**EXERCISE REQUIREMENTS:**
So that nothing is lost, write out all the lines below exactly.

**INFORMATION:**
——————

PR #1, opened 2023-01-19
Include EDPM Ceph client files to the list of roles

fmount:
This patch includes the `edpm_ceph_client_files` role to the list of the `edpm` roles.
It will be used to copy on the `external compute nodes` both `ceph.conf` and the
related `keyring`.

Signed-off-by: Francesco Pantano <fpantano@redhat.com>

### DIFF
--- a/edpm_ansible/roles/edpm_ceph_client_files/defaults/main.yml
+++ b/edpm_ansible/roles/edpm_ceph_client_files/defaults/main.yml
@@ -1,0 +1,24 @@
+---
+# Copyright 2022 Red Hat, Inc.
+# All Rights Reserved.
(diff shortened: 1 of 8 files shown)


rebtoor (approved):

fultonj:
/lgtm
/approve

I was going to ask why this is necessary because it already merged in tripleo-ansible [1] so I thought it would be inherited but now I see that edpm-ansible only has a subset of roles from tripleo-ansible. In that case, yes, let's please merge this.

[1] https://review.opendev.org/c/openstack/tripleo-ansible/+/865197

fultonj (approved):

PR #2, opened 2023-01-19
add requirements.txt

rebtoor:

Added missing requirements.txt file


fmount (approved):
+1

requirements.txt
```diff
@@ -0,0 +1 @@
+pbr>=1.6
```
kajinamit, line 1: wondering if we should attempt to add ansible back. In the past we had to remove it to avoid issue with upper constraint globally maintained but we don't have that in the independent org now.

https://review.opendev.org/c/openstack/tripleo-ansible/+/668465

kajinamit (approved):

requirements.txt
kajinamit: This can be discussed later. We definitely need the requrements.txt first to make installation pass.

PR #8, opened 2023-01-24
edpm_kernel: Remove HEAT_TEMPLATE from variable name

kajinamit:
Because we no longer use heat, the current variable name no longer makes sense.


kajinamit:
Note we later have to find out the appropriate update path as we need to remove the previous setting but that is not really new as we already renamed these variables as part of replacement of TRIPLEO.

rebtoor (approved):

rebtoor:
@kajinamit sign your commit with `git commit -s` please. :)

kajinamit:
> @kajinamit sign your commit with `git commit -s` please. :)

Done. I'm not sure whether this is the documented requirement but if so then we probably need a check to enforce it.

PR #10, opened 2023-01-24
Remove unused edpm_container_config_scripts module

kajinamit:
This module (originally tripleo_container_config_scripts module) is used to run puppet in a container, but we should NOT use puppet in this new architecture.


kajinamit:
This module is implemented but is not really used. We should remove it before somebody tries to use it.
```
[tkajinam@mylaptop edpm-ansible]$ grep -r edpm_container_config_scripts . --exclude-dir .git
./edpm_ansible/ansible_plugins/modules/edpm_container_config_scripts.py:module: edpm_container_config_scripts
./edpm_ansible/ansible_plugins/modules/edpm_container_config_scripts.py:  edpm_container_config_scripts:
[tkajinam@mylaptop edpm-ansible]$ 
```

rebtoor (approved):

PR #11, opened 2023-01-24
Remove unused filters

kajinamit:
Some filters are not used in any playbooks in this repository. We should avoid maintaining unused items. Especially some of these are quite specific to TripleO and do not make sense in EDPM.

——————

**ANSWER:**
PR #1, opened 2023-01-19
Include EDPM Ceph client files to the list of roles

fmount:
This patch includes the `edpm_ceph_client_files` role to the list of the `edpm` roles.
It will be used to copy on the `external compute nodes` both `ceph.conf` and the
related `keyring`.

Signed-off-by: Francesco Pantano <fpantano@redhat.com>

### DIFF
--- a/edpm_ansible/roles/edpm_ceph_client_files/defaults/main.yml
+++ b/edpm_ansible/roles/edpm_ceph_client_files/defaults/main.yml
@@ -1,0 +1,24 @@
+---
+# Copyright 2022 Red Hat, Inc.
+# All Rights Reserved.
(diff shortened: 1 of 8 files shown)


rebtoor (approved):

fultonj:
/lgtm
/approve

I was going to ask why this is necessary because it already merged in tripleo-ansible [1] so I thought it would be inherited but now I see that edpm-ansible only has a subset of roles from tripleo-ansible. In that case, yes, let's please merge this.

[1] https://review.opendev.org/c/openstack/tripleo-ansible/+/865197

fultonj (approved):

PR #2, opened 2023-01-19
add requirements.txt

rebtoor:

Added missing requirements.txt file


fmount (approved):
+1

requirements.txt
```diff
@@ -0,0 +1 @@
+pbr>=1.6
```
kajinamit, line 1: wondering if we should attempt to add ansible back. In the past we had to remove it to avoid issue with upper constraint globally maintained but we don't have that in the independent org now.

https://review.opendev.org/c/openstack/tripleo-ansible/+/668465

kajinamit (approved):

requirements.txt
kajinamit: This can be discussed later. We definitely need the requrements.txt first to make installation pass.

PR #8, opened 2023-01-24
edpm_kernel: Remove HEAT_TEMPLATE from variable name

kajinamit:
Because we no longer use heat, the current variable name no longer makes sense.


kajinamit:
Note we later have to find out the appropriate update path as we need to remove the previous setting but that is not really new as we already renamed these variables as part of replacement of TRIPLEO.

rebtoor (approved):

rebtoor:
@kajinamit sign your commit with `git commit -s` please. :)

kajinamit:
> @kajinamit sign your commit with `git commit -s` please. :)

Done. I'm not sure whether this is the documented requirement but if so then we probably need a check to enforce it.

PR #10, opened 2023-01-24
Remove unused edpm_container_config_scripts module

kajinamit:
This module (originally tripleo_container_config_scripts module) is used to run puppet in a container, but we should NOT use puppet in this new architecture.


kajinamit:
This module is implemented but is not really used. We should remove it before somebody tries to use it.
```
[tkajinam@mylaptop edpm-ansible]$ grep -r edpm_container_config_scripts . --exclude-dir .git
./edpm_ansible/ansible_plugins/modules/edpm_container_config_scripts.py:module: edpm_container_config_scripts
./edpm_ansible/ansible_plugins/modules/edpm_container_config_scripts.py:  edpm_container_config_scripts:
[tkajinam@mylaptop edpm-ansible]$ 
```

rebtoor (approved):

PR #11, opened 2023-01-24
Remove unused filters

kajinamit:
Some filters are not used in any playbooks in this repository. We should avoid maintaining unused items. Especially some of these are quite specific to TripleO and do not make sense in EDPM.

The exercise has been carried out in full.